As the film unspooled, a number of people got up and walked out. I would say at least a dozen, in a theatre of perhaps 150 people. I would have joined them had I not been so curious to hear what would be asked and said at the post-screening Q&A. I saw numerous people shaking their heads during the film, so I figured I wasn’t alone in my confusion. Imagine my surprise when one of the first women to speak said she thought the film was “perfect.” PERFECT?!?!?!? That’s saying a lot about any documentary, but to say it about THIS one? No. She set the tone for the subsequent questions – only one person seemed to mildly criticize the film by asking whether anyone had bothered to get Karen professional, mental help because she was very clearly depressed and in need of counseling – so, suddenly feeling like my opinions and I were in the minority, I packed it in and left.

By this point in the day, though, my patience had worn thin, so it was with much reluctance that I sat down for my third and final film, Love in India… which I walked out of at its halfway mark.

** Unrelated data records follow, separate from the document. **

PR #361, opened 2021-06-24
Replace Travis CI with GitHub Actions

hugovk:
travis-ci.org has finally gone offline 6 months after the originally planned end date.

image

Either the build needs migrating to travis-ci.com, or to another CI like GitHub Actions.

GHA has 20 parallel jobs compared to 5 on Travis, and I've found it very flexible and an improvement over Travis CI, without mentioning the new Travis build quota problems.

See https://github.com/hugovk/jsonpickle/actions/runs/967938334 for an example build.


Theelgirl:
I'd like to second this, switching from Travis CI is very important. I was thinking about working on a bitflag implementation of jsonpickle that I might eventually PR here, but it needs to be testable by something.

davvid:
👍 thank you so much for migrating us over to github actions.

hugovk:
You're welcome, thank you for maintaining jsonpickle!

The film was a look at the conservative approach to love and sex in the land of the Taj Mahal and the Kama Sutra, but it started to feel a little navel-gaze-y in the same way that The Glow of White Women did last year – a young, male director making a film about love or sex (or both), who inserts himself into his film in a distracting way. When Love’s director started reciting his own poetry on camera, I knew it was time for me to call it a night.

And, to be honest, I was glad. It’s been a busy festival, and my stamina is seriously waning. So much so that today – Saturday, which would be day nine of the fest for me – I’m staying home.

It’s been thunderstorming off and on all day, and the forecast is for continued rain through the overnight, so I have no interest in standing outside in line, getting soaked. It gives me a chance to regroup and rest for tomorrow, the fest’s last day and, hopefully, one filled with a couple of great screenings.